Viele Skischulen akzetpieren den Lehrwart und du wirst eingesetzt als wärst du ein Skilehreranwärter was eigentlich stark unterhalb der Skilehrwartausbildung angesiedelt ist (aber paßt schon, schließlich hat man auch eine andere Ausbildung gewählt).

Eine sehr gute Ausbildung kann ich nur weiterempfehlen, ich hab dort skifahren gelernt.  :Wink:   :Stick Out Tongue:  Wenn auch der Leiter der BAFL Wien - der gute Herr Wallner - eine "sehr schwierige" Person ist. Ich möchte ja kein Schimpfwort in den Mund nehmen oder sonstirgendetwas sagen oder schreiben was klagbar wäre aber denke dir so ziemlich alles in die Richtung, dann kommts hin. Primär kann man diese Person aber ganz gut ignorieren auch wenn er Kursleiter und Prüfer ist dafür ist der Rest der Ausbildung zu gut.

----------


## terrorkitty

hallo, wenn ich mich einmischen darf als snowboardlehrer,
zuserst machst den anwärter und dann den landeslehrer, die alpinausbildung und dann den staatlichen!
die grade sind der unterschied, und so wie georg schon geschrieben die unterschiedlichen vereine!
mfg  :Smile:

----------


## georg

Die klassische Skilehrerausbildung wie du sie beschrieben hast, hat aber mit dem Lehrwart oder Instruktor wie es jetzt heißt nix zu tun.
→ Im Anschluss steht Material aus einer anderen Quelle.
PR #4489, opened 2022-12-22
TensorFlow: add missing deps

rikenm1:
###### Merge Checklist  

- [x] Ready to merge

---

###### Summary 

- Adding missing TensorFlow dependencies. 

###### Change Log  

- Change : Add Tensorboard, Tensorboard plugins, and add missing runtime dep for python3-virtualvenv spec

**YES/NO**
NO

###### Test Methodology

- Pipeline build id: [AMD] [286180](https://dev.azure.com/mariner-org/mariner/_build/results?buildId=286180&view=results)
[ARM]: [286058](https://dev.azure.com/mariner-org/mariner/_build/results?buildId=286058&view=logs&j=ca395085-040a-526b-2ce8-bdc85f692774&t=d723e8ff-9fe0-5a1d-bed2-08b8dc44a520)


SPECS/python-virtualenv/python-virtualenv.spec
```diff
@@ -25,6 +25,9 @@ BuildRequires:  python3-pip
 %endif
 
 Requires:       python3
+Requires:       python3-filelock
+Requires:       python3-platformdirs = 2.0.0
```
jslobodzian, line 29: Are you sure you want to set these as =
We should only have the one version in mariner.  And if we upgrade the version in mariner, it's alsmost always for a CVE reason.  So this explicit assignment drags in older CVE riddled packages.

SPECS/tensorflow/tensorflow.spec
```diff
@@ -64,6 +65,43 @@ Requires:       python3-zipp
 %description -n python3-tensorflow
 Python 3 version.
 
+%package -n python3-tf-nightly
```
jslobodzian, line 68: What does this package do?

SPECS/python-tensorflow-io-gcs/python-tensorflow-io-gcs.spec
```diff
@@ -0,0 +1,50 @@
+%global pypi_name tensorflow-io-gcs
+%global _description %{expand:
```
jslobodzian, line 2: I think you should dump this Macro.. Copy this content to the  %description section.

Also...I would change the Summary: below to say simply "Extended TensorFlow File Formats"

SPECS/python-tensorflow-io-gcs/python-tensorflow-io-gcs.spec
```diff
@@ -0,0 +1,50 @@
+%global pypi_name tensorflow-io-gcs
```
jslobodzian, line 1: What does gcs stand for?

SPECS/python-virtualenv/python-virtualenv.spec
rikenm1: Jon, these had upper bound on the version so if we update these runtime packages outside of that upper bound, it might not work so I had this explicit version with the dep. 
image

SPECS/python-tensorflow-io-gcs/python-tensorflow-io-gcs.spec
jslobodzian: Maybe the summary is just whatever the definition of gcs is,

SPECS/tensorflow/tensorflow.spec
rikenm1: to remove the circular dep among the packages had to include this.

SPECS/python-tensorflow-estimator/python-tensorflow-estimator.spec
```diff
@@ -0,0 +1,65 @@
+%global pypi_name tensorflow-estimator
+%global _description %{expand:
```
jslobodzian, line 2: I would dump this macro.  It's only used in one place.

SPECS/python-tensorflow-estimator/python-tensorflow-estimator.spec
```diff
@@ -0,0 +1,65 @@
...
+A high-level TensorFlow API that greatly simplifies machine learning programming}
+%define _enable_debug_package 0
+%global debug_package %{nil}
+
+Summary:        A high-level TensorFlow API that greatly simplifies machine learning programming
+Name:           python-%{pypi_name}
+Version:        2.11.0
```
jslobodzian, line 9: Are you sure this version is correct. The previous spec file has the exact same version number.

SPECS/python-tensorboard/python-tensorboard.spec
```diff
@@ -0,0 +1,110 @@
+%global pypi_name tensorboard
+%global _description %{expand:
+TensorBoard is a suite of web applications for inspecting and understanding your TensorFlow runs and graphs}
+%define _enable_debug_package 0
+%global debug_package %{nil}
+
+Summary:        TensorBoard is a suite of web applications for inspecting and understanding your TensorFlow runs and graphs
+Name:           python-%{pypi_name}
+Version:        2.11.0
```
jslobodzian, line 9: Just double checking that this version number is correct.  It's the same version as the next spec file.

SPECS/python-tensorboard-plugin-wit/python-tensorboard-plugin-wit.spec
```diff
@@ -0,0 +1,47 @@
+%global pypi_name tensorboard-plugin-wit
+%global _description %{expand:
+The What-If Tool (WIT) provides an easy-to-use interface for expanding understanding of a black-box classification or regression ML model}
+%define _enable_debug_package 0
+%global debug_package %{nil}
+Summary:        The What-If Tool (WIT) provides an easy-to-use interface for expanding understanding of a black-box classification or regression ML model
```
jslobodzian, line 6: Consider shortening this to the Machine Learning What If Tool?

SPECS/python-tensorflow-estimator/python-tensorflow-estimator.spec
rikenm1: TensorFlow, Tensorboard, Keras, and most of the dep of Tensorflow made by the TensorFlow team have the same version. For example in this case 2.11.0

SPECS/python-tensorboard/python-tensorboard.spec
rikenm1: TensorFlow, Tensorboard, Keras, and most of the dep of Tensorflow made by the TensorFlow team have the same version. For example in this case 2.11.0

SPECS/keras/keras.spec
```diff
@@ -0,0 +1,74 @@
+%define _enable_debug_package 0
+%global debug_package %{nil}
+Summary:        Keras is a high-level neural networks API, written in Python and capable of running on top of TensorFlow, CNTK, or Theano.
```
jslobodzian, line 3: Consider shortening to "A High Level Neural Networks API"

SPECS/python-distlib/python-distlib.signatures.json
```diff
@@ -0,0 +1,5 @@
+{
+    "Signatures": {
+     "distlib-0.3.6.tar.gz": "14bad2d9b04d3a36127ac97f30b12a19268f211063d8f8ee4f47108896e11b46"
```
osamaesmailmsft, line 3: Not 100% sure, but I thought our blob tarballs were supposeds to use the package name (in this case, python-distlib)

SPECS/keras/keras.spec
```diff
@@ -0,0 +1,74 @@
...
+
+%description -n python3-keras
+Python 3 version.
+
+%prep
+%autosetup -p1
+
+
+%build
+# tar -xf %{SOURCE1} -C /root/
```
jslobodzian, line 45: Dead code?  Probably should remove

SPECS/keras/keras.spec
```diff
@@ -0,0 +1,74 @@
...
+
+ln -s %{_bindir}/python3 %{_bindir}/python
+
+bazel --batch build  --verbose_explanations //keras/tools/pip_package:build_pip_package
+# ---------
+# steps to create the cache tar. network connection is required to create the cache.
+#----------------------------------
+# pushd /root
```
jslobodzian, line 53: Should add the script for this

SPECS/keras/keras.spec
```diff
@@ -0,0 +1,74 @@
...
+BuildRequires:  pyproject-rpm-macros
+BuildRequires:  python3-devel
+BuildRequires:  python3-numpy
+BuildRequires:  python3-packaging
+BuildRequires:  python3-pip
+BuildRequires:  python3-requests
+BuildRequires:  python3-wheel
+BuildRequires:  tar
+BuildRequires:  which
+BuildRequires:  python3-tf-nightly = 2.11.0
```
jslobodzian, line 27: I guess this is version locked?

SPECS/keras/keras.spec
PawelWMS: Alternatively I'd double-check we're using the cache correctly, because at the moment `Source1` is not used anywhere in this spec. If we don't need the cache to build the package (keep in mind that test runs enable network access, so they might pass, because Bazel is able to download other dependencies), let's remove the cache. If we do need it, I'm guessing we need this line uncommented.

SPECS/python-distlib/python-distlib.signatures.json
PawelWMS: The most general guideline is "make sure the name is clear enough to understand, which package it goes to, and that there's little to no risk of collisions". In this case, "distlib" may be somewhat risky, if there's a non-Python version of this package, so I'd also suggest a re-name.

SPECS/python-distlib/python-distlib.spec
```diff
@@ -0,0 +1,192 @@
...
+
+%install
+%pyproject_install
+%pyproject_save_files %{srcname}
+
+%if %{with check}
+%check
+export PYTHONHASHSEED=0
+# Some tests require network access
+export SKIP_ONLINE=1
```
PawelWMS, line 61: In our case we can run tests requiring network access.
```suggestion
```

SPECS/python-distlib/python-distlib.spec
```diff
@@ -0,0 +1,192 @@
...
+# test_sequencer_basic test fails due to relying
+# on the ordering of the input, hence disabling it.
+# https://github.com/pypa/distlib/issues/161
+%pytest -k "not test_sequencer_basic"
+%endif # with_tests
+
+%files -n python%{python3_pkgversion}-%{srcname} -f %pyproject_files
+%doc README.rst
```
PawelWMS, line 69: Please find a license file and add it with the `%license` macro.

SPECS/python-distlib/python-distlib.spec
```diff
@@ -0,0 +1,192 @@
+%global srcname distlib
+%bcond_without check
+Summary:        Low-level components of distutils2/packaging, augmented with higher-level APIs
+Name:           python-distlib
+Version:        0.3.6
+Release:        1%{?dist}
```
PawelWMS, line 6: Forgot to increment the `Release` tag:
```suggestion
Release:        2%{?dist}
```

SPECS/python-platformdirs/python-platformdirs.spec
```diff
@@ -0,0 +1,61 @@
...
+a "user data dir".}
+Summary:        Python module for determining appropriate platform-specific dirs
+Name:           python-%{srcname}
+Version:        2.0.0
+Release:        2%{?dist}
+License:        MIT
+Vendor:         Microsoft Corporation
+Distribution:   Mariner
+URL:            https://github.com/platformdirs/platformdirs
+Source0:        %{url}/archive/%{version}/%{srcname}-%{version}.tar.gz
```
PawelWMS, line 13: `Source0` written this way will make `rpmbuild` look for `%{srcname}-%{version}.tar.gz`, which doesn't match the file mentioned in the signatures JSON. Please make sure all of these file names align.

SPECS/python-tensorboard-plugin-wit/python-tensorboard-plugin-wit.spec
```diff
@@ -0,0 +1,47 @@
...
+%package -n python3-%{pypi_name}
+Summary:        %{summary}
+
+%description -n python3-%{pypi_name} %{_description}
+
+%prep
+%autosetup -p1 -n what-if-tool-%{version}
+
+%build
+ln -s %{_bindir}/python3 %{_bindir}/python
```
PawelWMS, line 32: Just curious: why was this needed, if we're running `python3` in the next line anyway?

SPECS/python-tensorboard/python-tensorboard.signatures.json
```diff
@@ -0,0 +1,6 @@
+{
+    "Signatures": {
+     "tensorboard-2.11.0.tar.gz": "4045f3eca77ef335dcd70879ff9aecc2d2ba09e3fb5f39e501f868b4ab23c2b2",
+     "python-tensorboard-2.11.0-cache.tar.gz": "77b35869c63fc15b5cdeeff3dc6ac472e79a62739a69537bf60a38fa902b66a4"
```
PawelWMS, line 4: I'd suggest keeping the file name format the same, so either:
```suggestion
     "python-tensorboard-2.11.0.tar.gz": "4045f3eca77ef335dcd70879ff9aecc2d2ba09e3fb5f39e501f868b4ab23c2b2",
     "python-tensorboard-2.11.0-cache.tar.gz": "77b35869c63fc15b5cdeeff3dc6ac472e79a62739a69537bf60a38fa902b66a4"
```

or:
```suggestion
     "tensorboard-2.11.0.tar.gz": "4045f3eca77ef335dcd70879ff9aecc2d2ba09e3fb5f39e501f868b4ab23c2b2",
     "tensorboard-2.11.0-cache.tar.gz": "77b35869c63fc15b5cdeeff3dc6ac472e79a62739a69537bf60a38fa902b66a4"
```

Personally, I'm a bigger fan of the former, because it has a lower chance of collisions with other package source.

SPECS/python-tensorboard/python-tensorboard.spec
```diff
@@ -0,0 +1,110 @@
...
+Requires:   python3-absl-py
+Requires:   python3-google-auth-oauthlib = 0.5.3
+Requires:   python3-google-auth = 2.6.6
+Requires:   python3-grpcio 
+Requires:   python3-markdown
+Requires:   python3-numpy
+Requires:   python3-protobuf = 3.17.3
+Requires:   python3-requests = 2.27.1
+Requires:   python3-setuptools
+Requires:   python3-tensorflow-estimator = 2.11.0
```
PawelWMS, line 44: Why do we need to be so strict on these package versions? This may cause upgrade issues (a different package may require a newer versions of one of these for instance) and leave us vulnerable to security bugs fixed in newer versions of these packages.

SPECS/python-tensorboard/python-tensorboard.spec
```diff
@@ -0,0 +1,110 @@
...
+
+ln -s /usr/bin/python3 /usr/bin/python
+
+#tensorboard-data-server
+pushd tensorboard/data/server/pip_package
+python3 setup.py -q bdist_wheel 
+popd
+mkdir -p pyproject-wheeldir/ && cp tensorboard/data/server/pip_package/dist/*.whl pyproject-wheeldir/
+
+#tensorboard buildt usin bazel
```
PawelWMS, line 72: Nit-pick:
```suggestion
#tensorboard built using bazel
```

SPECS/python-tensorboard/python-tensorboard.spec
```diff
@@ -0,0 +1,110 @@
...
+bazel --batch build //tensorboard/pip_package:build_pip_package
+#cache 
+# ---------
+# steps to create the cache tar. network connection is required to create the cache.
+#----------------------------------
+# bazel clean
+# pushd /root
+# tar -czvf %{name}-%{version}-cache.tar.gz .cache  #creating the cache using the /root/.cache directory
+# popd
+# mv /root/%{name}-%{version}-cache.tar.gz /usr/
```
PawelWMS, line 82: Please move to a script - same ask as what Jon mentioned in another spec.

SPECS/python-tensorboard/python-tensorboard.spec
```diff
@@ -0,0 +1,110 @@
...
+
+# sleep 200
+#tensorboard build script has an error
```
PawelWMS, line 85: Please remove these lines or provide more explanation. It's unclear to me, what are they for right now.

SPECS/python-tensorflow-estimator/python-tensorflow-estimator.signatures.json
```diff
@@ -0,0 +1,6 @@
+{
+    "Signatures": {
+     "tensorflow-estimator-2.11.0.tar.gz": "922f9187de79e8e7f7d7a5b2d6d3aabc81bbbd6ba5f12a4f52967dd302214a43",
+     "python-tensorflow-estimator-2.11.0-cache.tar.gz": "d10ac3f8470dd3e26ecca88b399d8cd927ab69b70ac876ce702063b648047cee"
```
PawelWMS, line 4: Similar comment here: let's stick to one file naming format.

SPECS/python-tensorflow-estimator/python-tensorflow-estimator.spec
```diff
@@ -0,0 +1,65 @@
...
+
+# ---------
+# steps to create the cache tar. network connection is required to create the cache.
+#----------------------------------
+# bazel clean
+# pushd /root
+# tar -czvf %{name}-%{version}-cache.tar.gz .cache  #creating the cache using the /root/.cache directory
+# popd
+# mv /root/%{name}-%{version}-cache.tar.gz /usr/
+# sleep 240
```
PawelWMS, line 49: Please move to a script.

SPECS/python-tensorflow-estimator/python-tensorflow-estimator.spec
```diff
@@ -0,0 +1,65 @@
...
+Summary:        A high-level TensorFlow API that greatly simplifies machine learning programming
+Name:           python-%{pypi_name}
+Version:        2.11.0
+Release:        1%{?dist}
+License:        ASL 2.0
+Vendor:         Microsoft Corporation
+Distribution:   Mariner
+URL:            https://github.com/tensorflow/estimator
+Source0:        https://github.com/tensorflow/estimator/archive/refs/tags/v%{version}.tar.gz#/%{pypi_name}-%{version}.tar.gz
+Source1:        %{name}-%{version}-cache.tar.gz
```
PawelWMS, line 16: We have the cache source, but I don't see it being unpacked anywhere in the spec.

SPECS/python-tensorflow-io-gcs/python-tensorflow-io-gcs.spec
```diff
@@ -0,0 +1,50 @@
...
+License:        ASL 2.0
+Vendor:         Microsoft Corporation
+Distribution:   Mariner
+URL:            https://github.com/tensorflow/io
+Source0:        https://github.com/tensorflow/io/archive/refs/tags/v%{version}.tar.gz#/%{pypi_name}-%{version}.tar.gz
+BuildRequires:  python3-setuptools
+BuildRequires:  python3-pip
+BuildRequires:  python3-wheel
+BuildRequires:  python3-six
+ExclusiveArch:  x86_64
```
PawelWMS, line 20: The package seems to contain only Python scripts. Why is it exclusively aimed at AMD64?

SPECS/python-virtualenv/python-virtualenv.spec
PawelWMS: It still looks incorrect, though, according to your screenshot.
```suggestion
Requires:       python3-platformdirs < 3
```

SPECS/python-virtualenv/python-virtualenv.spec
```diff
@@ -25,6 +25,9 @@ BuildRequires:  python3-pip
...
+Requires:       python3-distlib = 0.3.6
```
PawelWMS, line 30:
```suggestion
Requires:       python3-distlib < 1
```

SPECS/tensorflow/tensorflow.spec
```diff
@@ -102,6 +140,11 @@ bazel --batch build  --verbose_explanations //tensorflow/tools/pip_package:build
 %{_bindir}/toco
 %{_bindir}/toco_from_protos
 
+%files -n python3-tf-nightly
+%license LICENSE
+%{python3_sitelib}/*
```
PawelWMS, line 145: This seems wrong, since `python3-tensorflow` also provides `%{python3_sitelib}/*`. Please double-check, which Python artifacts should belong to `python3-tf-nightly` and split these artifacts between the packages accordingly. You can then add `Requires: python3-tf-nightly = %{version}-%{release}` to `pythno3-tensorflow`, so that `python3-tensorflow` still provides the same set of features.

SPECS/tensorflow/tensorflow.spec
```diff
@@ -102,6 +140,11 @@ bazel --batch build  --verbose_explanations //tensorflow/tools/pip_package:build
...
+
+
 %changelog
 * Thu Dec 08 2022 Riken Maharjan <rmaharjan@microsoft> - 2.11.0-2
```
PawelWMS, line 149: Needs a changelog entry.

SPECS/python-virtualenv/python-virtualenv.spec
rikenm1: @PawelWMS My bad I screenshotted the latest virtualenv instead of the version we had. 
image

SPECS/tensorflow/tensorflow.spec
rikenm1: this is the intended design. 
The reason behind this is as follows:
Some of the run time dependencies of Tensorflow like Keras, Tensboard, and  Tensorflow-estimator need TensorFlow as a build time requirement. The build would not even succeed without TensorFlow itself being installed. The tensorFlow team usages nightly package like I did to satisfy this requirement.

SPECS/python-tensorboard/python-tensorboard.spec
rikenm1: image
 yes this is locked.

SPECS/python-tensorflow-estimator/python-tensorflow-estimator.spec
rikenm1: I talked with Nicholas last time about this. Adding these commands to the script file will confuse others as it won't run as intended because it needs Bazel runtime with build requirements from this spec file.  
Also, these commands need to run precisely after the Bazel build is successful which is happening in this case.

SPECS/python-tensorboard/python-tensorboard.spec
rikenm1: I talked with Nicholas last time about this. Adding these commands to the script file will confuse others as it won't run as intended because it needs Bazel runtime with build requirements from this spec file.
Also, these commands need to run precisely after the Bazel build is successful which is happening in this case.

SPECS/python-tensorflow-io-gcs/python-tensorflow-io-gcs.spec
oliviacrain: It stands for Google cloud storage, judging by the namespace defines in [their code](https://github.com/tensorflow/io/blob/master/tensorflow_io_gcs_filesystem/core/gcs_filesystem.cc#L36). @rikenm1 are we sure this package is necessary for our needs?

oliviacrain (approved):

Also wenn man die Ausbildung nicht in der Skischule machen will, geht man zur Bafl (Lehrwart/Instruktor) oder USI.

Lehrwart/Instruktor: In welchen alpinen Verein man Mitglied ist, ist vollkommen unerheblich. Aber die Anmeldung und Aufnahmeprüfung läuft über diesen Verein und der Kurs dann bei der Bafl.

----------


## james007

Der Skilehrwart ist zwar recht nett, aber der Staatliche Skilehrer ist schon ein anderes Format-bei beiden sollte man aber vorher schon Skifahren können,Bergsteigen lernst auch nicht bei der Bergführerausbildung

----------


## georg

Also ich glaub da ging es nicht um einen Vergleich und wer den staatl. machen will, den muß man auch nicht den Unterschied zwischen Lehrwart und Skilehrer erklären. Abgesehen davon fange ich beim Skilehrer nicht mit dem staatlichen an also verstehe ich deinen Post nicht.

Aber wer einen Vergleich haben will:

Der Lehrwart oder jetzt Instruktor entspricht in etwa einem LS1/LS2 mit etwas weniger Schule fahren was man noch beim Skilehrer-Anwärter ja bis zum Abwinken macht aber dafür mit mehr Lehrinhalten was Gruppenführung betrifft.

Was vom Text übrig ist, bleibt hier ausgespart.